1. A total of 32 indicators will be income protected. These account for 212 of the 635 points that can be earned through the QOF scheme. These include:

  • The 19 register indicators across a range of clinical areas (CAN001; CKD005; CHD001; HF001; HF001; HYP001; PAD001; STIA001; DEM001; DM017; EP001; LD004; MH001; OB003; OST004; PC001; AF001; AST005: COPD015; and RA001).
  • All six Quality Improvement indicators
  • Indicator MH021 in the mental health area: Providing physical checks to mental health patients, such as smoking status, alcohol consumption and BMI
  • Indicator DEP004 in the depression area: Reviewing patients with a new diagnosis of depression
  • Indicator AST008 in the asthma area: Recording smoking status of patients with asthma
  • Indicator COPD014 in the COPD area: Referring patients with COPD to a pulmonary rehabilitation programme
  • Indicator SMOK005 in the smoking area: Offer of support to smokers with respiratory or certain mental health conditions
  • Indicators CAN004 and CAN005 in the cancer area (which means all cancer indicators are now income protected): Cancer patients who have had a Cancer Care Review within 12 months of diagnosis; and Cancer patients who have had the opportunity for a discussion and informed of the support available from primary care, within three months of diagnosis.       

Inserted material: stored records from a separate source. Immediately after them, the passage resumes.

PR #1020, opened 2023-09-18
Update lovers.js

devinschumacher:


pokoli:
Please include your tool in the list intead of replacing your example. 

Also please provide a brief description why you are using Papaparse

PR #1026, opened 2023-10-25
strip BOM when streaming chunk

spearmootz:
when parsing a CSV and using step, we stream the file but papaparse does not handle the BOM like it does when it is handling a string.  so i moved the function stripBom to a place where it can be reused and then called the function on the first chunk only since it can only happen then.

### DIFF
--- a/papaparse.js
+++ b/papaparse.js
@@ -186,7 +186,13 @@ License: MIT
 	}
 
 
-
+	// Strip character from UTF-8 BOM encoded files that cause issue parsing the file
+	function stripBom(string) {
+		if (string.charCodeAt(0) === 0xfeff) {
+			return string.slice(1);
+		}
+		return string;
+	}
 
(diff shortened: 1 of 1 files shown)


papaparse.js
```diff
@@ -513,6 +511,7 @@ License: MIT
 			// First chunk pre-processing
 			if (this.isFirstChunk && isFunction(this._config.beforeFirstChunk))
 			{
+				chunk = stripBom(chunk);
```
pokoli, line 514: This only be called if befforeFisrtChunk is set, but we want to always strip bom. Could you fix it?

pokoli (changes requested):

papaparse.js
spearmootz: you are right. this is done

spearmootz: @pokoli can I get another review?

PR #1028, opened 2023-11-01
auto promise if no complete argument

vanodevium:
simple solution for automatic Promises

### DIFF
--- a/papaparse.js
+++ b/papaparse.js
@@ -201,6 +201,10 @@ License: MIT
 
 		_config.transform = isFunction(_config.transform) ? _config.transform : false;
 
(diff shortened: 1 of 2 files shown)


dboskovic:
I wonder if there's any downside to just always returning a promise here?

vanodevium:
@dboskovic This is because the stream is returned otherwise.

dboskovic:
Ah right. In that case, can we add some errors if you happen to for example be using this in `step` mode which would be incompatible with the promise approach.

vanodevium:
@dboskovic 

I'm sorry, but after re-reading the documentation, I realized that promises cannot be made here.

PR #1041, opened 2024-02-19
Improve readability on dynamicTyping option

maon-fp:


pokoli:
Thanks for improving our docs!

PR #1044, opened 2024-03-04
Update papaparse link in package.json to use HTTPS

domdomegg:
This is used when showing the URL in NPM, and causes browser security warnings when clicking through to the site.


pokoli:
Merged it! Thank you so much!

Issue #1045, opened 2024-03-07
skipFirstNLines should not take the first line as header


jkruke:
I think this feature hasn't been implemented as wanted in the referenced issue #738 !
The example CSV was:

```
This is a data file generated by some old software.
Next line will contain a headers of parameters.
Temperature, Humidity, Voltage
22.5, 45.5, 220
23.0, 44.0, 219
```

Expected output should be (to be fair, it wasn't precisely specified):

```
Temperature, Humidity, Voltage
22.5, 45.5, 220
23.0, 44.0, 219
```

But the actual output with `skipFirstNLines=2` is (according to the test cases):

```
This is a data file generated by some old software.
23.0
```

Analogue to the following test case in the code:
https://github.com/mholt/PapaParse/pull/1021/files#diff-e0ce8cb4901057c1880bee545909a64f38c7383b4d41982d6f2db9a8ec81eac7R1588

```
{
		description: "Skip First N number of lines , with header and 3 rows",
		input: 'a,b,c,d\n1,2,3,4\n4,5,6,7',
		config: { header: true, skipFirstNLines: 1 },
		expected: {
			data: [{a: '4', b: '5', c: '6', d: '7'}],
			errors: []
		}
	}
```

This test case is not realistic because it does not reflect a CSV with some preamble lines to be skipped. 
should be rather: `input: 'to-be-ignored\na,b,c,d\n1,2,3,4',` and `expected.data: [{a: '1', b: '2', c: '3', d: '4'}]`.

If someone wanted to skip _rows_ of the record set, it should not be done during the parsing phase, but later when working with the data sets by doing some simple postprocessing such as `data = data.slice(1)`.

@bhuvaneshwararaja, @pokoli  could you please take a look at it and give me some feedback about my thoughts? :)

_Originally posted by @jkruke in https://github.com/mholt/PapaParse/issues/1021#issuecomment-1980130733_

PR #1046, opened 2024-03-07
Only skip first n lines in the first chunk and don't take the first line as header (#1045)

jkruke:
References #1045

### DIFF
--- a/papaparse.js
+++ b/papaparse.js
@@ -513,8 +513,13 @@ License: MIT
 			// First chunk pre-processing
 			const skipFirstNLines = parseInt(this._config.skipFirstNLines) || 0;
 			if (this.isFirstChunk && skipFirstNLines > 0) {
-				const splitChunk = chunk.split('\n');
-				chunk = [...splitChunk.slice(skipFirstNLines)].join('\n');
+				let _newline = this._config.newline;
+				if (!_newline) {
+					const quoteChar = this._config.quoteChar || '"';
+					_newline = this._handle.guessLineEndings(chunk, quoteChar);
+				}
+				const splitChunk = chunk.split(_newline);
+				chunk = [...splitChunk.slice(skipFirstNLines)].join(_newline);
 			}
 			if (this.isFirstChunk && isFunction(this._config.beforeFirstChunk))
 			{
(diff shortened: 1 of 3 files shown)


tests/test-cases.js
```diff
@@ -1585,11 +1585,11 @@ var PARSE_TESTS = [
 		}
 	},
 	{
-		description: "Skip First N number of lines , with header and 3 rows",
```
pokoli, line 1588: Please do not remove existing test suite but add a new test latter.

papaparse.js
```diff
@@ -511,6 +511,11 @@ License: MIT
 		this.parseChunk = function(chunk, isFakeChunk)
 		{
 			// First chunk pre-processing
+			const skipFirstNLines = parseInt(this._config.skipFirstNLines) || 0;
+			if (this.isFirstChunk && skipFirstNLines > 0) {
+				const splitChunk = chunk.split('\n');
```
pokoli, line 516: Please do not hardcode the line break, there is a config setter which defines the valid line breaks and allows the user to change them. Code should work for any of them.

pokoli (changes requested):

papaparse.js
jkruke: Good point! I changed the code. Unfortunately, made it a bit more complicated because config.newline might be undefined. I used the same approach like [here](https://github.com/mholt/PapaParse/pull/1046/files#diff-fbb8d0b19dc4586fadd80f52a7b49415d2d41a5fdccaeaa728f7fca51cfbbb29R1090)

tests/test-cases.js
jkruke: I did'nt remove the test, I corrected it. 
As I already mentioned, the first line should be expected to be the header row in the result. (because it should be skipped with skipFirstNLines=1

foobarnes:
@jkruke @pokoli Is this ready to merge? Can I do any work on it to get it through? Pretty essentially on our end.

jkruke:
Actually, the reviewer @pokoli should re-review to my actions regarding to his [comments](https://github.com/mholt/PapaParse/pull/1046#pullrequestreview-1931586045)  
From my point of view, no further work needs to be done then

foobarnes:
@pokoli Any update here?

jkruke:
To get this done, maybe @foobarnes you wanna approve+merge this PR instead? :)

foobarnes (approved):

foobarnes:
My bad, didn't realize I had permissions!

newbeelearn:
can we merge this?

kikelkik:
I'd love to merge this!

jkruke:
I'd love to merge this!

jkruke:
@pokoli (or @mholt): this PR cannot be merged without your action here

Issue #1052, opened 2024-05-01
Quoted header values containing commas and comprised of the same string aren't able to be parsed.


alliefitter:
This is a pretty weird corner case, so let me know if y'all need more detail. Given a sheet with headers named `"Bar, Baz"` and `"Spam, Baz"`, after splitting the header row on `,`, Papa will treat ` Baz"` as duplicate header, and append `_1` to the second instance of it in `headerMap`. Then while seemingly attempting to remediate duplicates,  the second header value will become `"Spam, Baz"_1`, and seems to break parsing fields later on. The following scirpt...

```
import Papa from 'papaparse'

console.log(Papa.parse('Foo,"Bar, Baz","Spam, Baz",Some,Other,Headers\n1,2,3,4,5,6', { header: true }))
```

... will print...

```
{
  data: [],
  errors: [
    {
      type: 'Quotes',
      code: 'InvalidQuotes',
      message: 'Trailing quote on quoted field is malformed',
      row: 0,
      index: 16
    },
    {
      type: 'Quotes',
      code: 'MissingQuotes',
      message: 'Quoted field unterminated',
      row: 0,
      index: 16
    }
  ],
  meta: {
    delimiter: ',',
    linebreak: '\n',
    aborted: false,
    truncated: false,
    cursor: 57,
    fields: [
      'Foo',
      'Bar, Baz',
      'Spam, Baz"_1,Some,Other,Headers\n1,2,3,4,5,6'
    ]
  }
}
```

I was going to submit a PR, but the code is a bit difficult to follow. If this will take some time for y'all to get to, just comment here, and I can spend some time on a PR.

tony-cocco:
Just spent 30minutes when this describes my issue as well. Can reproduce on the demo site as well. Should be noted that `headers: true` must be set.

My test snippet:
```
"Enum 1 (A, B, Other)","Enum 2 (C, D, Other)"
A,Other
```

FilippoSalvarani21:
I think I have the same issue https://github.com/mholt/PapaParse/issues/1055

any way to fix?

tony-cocco:
> I think I have the same issue #1055
> 
> any way to fix?

We control the template we're parsing, so we just removed the duplicate strings in the headers. Alternatively, you could do `headers: false` but might change your logic for the rest of your processing.

FilippoSalvarani21:
> > I think I have the same issue #1055
> > any way to fix?
> 
[...]

Issue #1007, opened 2023-06-29
Incorrect header detection in CSV parsing 5.4.1


lucas-inc-query:
I have encountered an issue with version 5.4.1 when parsing CSV headers. It seems that headers are being incorrectly parsed and appended with "_x".

To reproduce the issue, go to https://www.papaparse.com/demo, check the "Header row" box and parse the following string:

`"foo,dog","foo,cat"`

Inspecting the `results > meta > fields` property shows us the following array:

`fields: [ "foo,dog", 'foo_1,cat"' ]`

The 2 error messages are:

`message: "Trailing quote on quoted field is malformed"`
`message: "Quoted field unterminated"`

It seems that commas within the headers leads to the parser believing there duplicate header fields? This problem does not occur if the `header: true` option is omitted from the config.

faulpeltz:
Unfortunately this seems to be the case with all quoted duplicate headers:
``"bla","duplicate","duplicate","foo"``

Results in:
``fields: [ "bla", "duplicate",  "duplicate\"_1,\"foo"]``

* It works correctly when the quotes are removed
* Reverting to 5.3.2 also works (but has has no duplicate header renaming)

basememara:
Related to #998

ahoisl:
Looks like this issue got fixed with #1058 👏  At least the issue we were experiencing with 5.4.1 😄

PR #1058, opened 2024-06-12
Refactor header renaming logic to adress #1052, #1007

augustmarowski:
I refactored the header renaming logic to adress #1052, #1007
and updated test to match the improved renaming logic.


viralpickaxe:
+1 on this we're seeing this in production!

augustmarowski:
@pokoli @mholt Could you please review this PR?

PR #1065, opened 2024-08-27
Update lovers.js to include Chartbrew

razvanilin:


pokoli:
Hi @razvanilin ,

I see you have a comercial Saas that uses our library. Did you every considered contributing to the project to help on its maintenance? For me this will show some love for the project.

The indicators selected for income protection ‘have been assessed by a Clinical and Technical Reference Group chaired by NHS England as carrying a lower risk of deteriorating patient outcomes from income protection’, NHS England has said..

2. Updating of Indicator CHOL002 in the cholesterol control and lipid management area. This will align it with the new NICE NM252 indicator definition, addressing the current discrepancy in which the QOF target for reducing cholesterol levels is more stringent than new NICE guidance.